───── Data provided
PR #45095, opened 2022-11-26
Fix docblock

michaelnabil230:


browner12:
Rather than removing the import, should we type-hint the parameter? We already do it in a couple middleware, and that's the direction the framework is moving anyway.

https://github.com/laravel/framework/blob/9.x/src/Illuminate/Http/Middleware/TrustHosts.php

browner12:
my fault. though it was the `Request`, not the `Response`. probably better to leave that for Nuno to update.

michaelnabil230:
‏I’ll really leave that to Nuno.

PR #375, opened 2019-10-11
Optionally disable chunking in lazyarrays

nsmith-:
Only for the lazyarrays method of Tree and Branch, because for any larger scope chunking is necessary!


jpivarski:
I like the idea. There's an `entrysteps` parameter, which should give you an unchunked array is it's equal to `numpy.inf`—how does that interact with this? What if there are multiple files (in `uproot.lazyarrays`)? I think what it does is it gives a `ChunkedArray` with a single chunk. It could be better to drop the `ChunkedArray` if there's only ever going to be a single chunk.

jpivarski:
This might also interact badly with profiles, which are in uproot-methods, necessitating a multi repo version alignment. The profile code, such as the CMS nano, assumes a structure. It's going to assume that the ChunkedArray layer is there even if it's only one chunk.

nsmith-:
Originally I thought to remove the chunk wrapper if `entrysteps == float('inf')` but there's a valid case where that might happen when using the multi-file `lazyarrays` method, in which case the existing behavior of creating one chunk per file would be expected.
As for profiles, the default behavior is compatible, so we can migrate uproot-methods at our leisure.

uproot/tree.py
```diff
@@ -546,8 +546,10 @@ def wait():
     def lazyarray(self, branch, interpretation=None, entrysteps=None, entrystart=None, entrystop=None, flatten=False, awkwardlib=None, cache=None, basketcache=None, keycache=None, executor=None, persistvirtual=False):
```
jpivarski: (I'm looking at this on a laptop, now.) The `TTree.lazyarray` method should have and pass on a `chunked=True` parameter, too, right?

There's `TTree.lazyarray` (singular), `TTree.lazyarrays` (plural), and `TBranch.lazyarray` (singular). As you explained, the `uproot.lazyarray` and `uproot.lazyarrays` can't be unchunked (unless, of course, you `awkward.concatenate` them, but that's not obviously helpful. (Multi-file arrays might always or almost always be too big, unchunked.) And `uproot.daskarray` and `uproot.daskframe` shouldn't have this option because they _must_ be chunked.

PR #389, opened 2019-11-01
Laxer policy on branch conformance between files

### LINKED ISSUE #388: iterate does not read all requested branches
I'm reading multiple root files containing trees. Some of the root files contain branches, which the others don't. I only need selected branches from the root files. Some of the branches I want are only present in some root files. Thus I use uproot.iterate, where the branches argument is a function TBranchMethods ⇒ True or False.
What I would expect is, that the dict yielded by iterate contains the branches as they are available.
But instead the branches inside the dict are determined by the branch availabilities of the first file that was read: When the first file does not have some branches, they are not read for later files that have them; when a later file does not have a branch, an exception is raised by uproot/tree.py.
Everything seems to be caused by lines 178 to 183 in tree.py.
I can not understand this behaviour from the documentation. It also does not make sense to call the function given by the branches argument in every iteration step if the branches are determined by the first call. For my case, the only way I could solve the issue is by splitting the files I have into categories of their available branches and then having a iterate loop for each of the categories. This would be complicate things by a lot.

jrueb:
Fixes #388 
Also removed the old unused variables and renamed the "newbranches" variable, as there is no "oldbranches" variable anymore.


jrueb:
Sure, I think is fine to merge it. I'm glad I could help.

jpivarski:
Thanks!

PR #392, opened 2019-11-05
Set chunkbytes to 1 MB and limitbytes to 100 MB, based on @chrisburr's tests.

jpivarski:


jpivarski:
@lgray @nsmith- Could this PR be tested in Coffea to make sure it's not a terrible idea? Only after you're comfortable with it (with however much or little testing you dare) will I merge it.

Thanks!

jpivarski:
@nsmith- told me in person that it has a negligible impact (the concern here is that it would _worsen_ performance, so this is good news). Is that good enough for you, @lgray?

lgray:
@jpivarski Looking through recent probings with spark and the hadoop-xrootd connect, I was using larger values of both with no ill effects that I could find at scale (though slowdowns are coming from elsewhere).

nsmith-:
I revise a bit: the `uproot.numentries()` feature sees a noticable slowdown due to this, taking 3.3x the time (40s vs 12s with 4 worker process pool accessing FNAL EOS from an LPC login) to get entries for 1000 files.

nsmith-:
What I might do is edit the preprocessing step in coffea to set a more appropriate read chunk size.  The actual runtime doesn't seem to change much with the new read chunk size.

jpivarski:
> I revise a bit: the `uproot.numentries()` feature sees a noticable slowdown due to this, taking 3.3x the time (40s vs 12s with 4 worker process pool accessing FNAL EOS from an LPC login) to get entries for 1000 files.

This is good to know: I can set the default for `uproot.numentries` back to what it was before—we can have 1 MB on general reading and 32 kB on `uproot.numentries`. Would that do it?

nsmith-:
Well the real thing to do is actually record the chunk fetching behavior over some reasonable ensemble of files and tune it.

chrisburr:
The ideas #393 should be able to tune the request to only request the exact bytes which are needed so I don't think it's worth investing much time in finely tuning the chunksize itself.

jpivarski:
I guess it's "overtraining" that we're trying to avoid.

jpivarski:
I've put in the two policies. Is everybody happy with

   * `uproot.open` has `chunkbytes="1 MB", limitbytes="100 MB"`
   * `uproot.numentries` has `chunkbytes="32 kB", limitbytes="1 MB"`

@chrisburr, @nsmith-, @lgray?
──────────
Read the records above. Show each line that has the string "default".

Result:
As for profiles, the default behavior is compatible, so we can migrate uproot-methods at our leisure.
This is good to know: I can set the default for `uproot.numentries` back to what it was before—we can have 1 MB on general reading and 32 kB on `uproot.numentries`. Would that do it?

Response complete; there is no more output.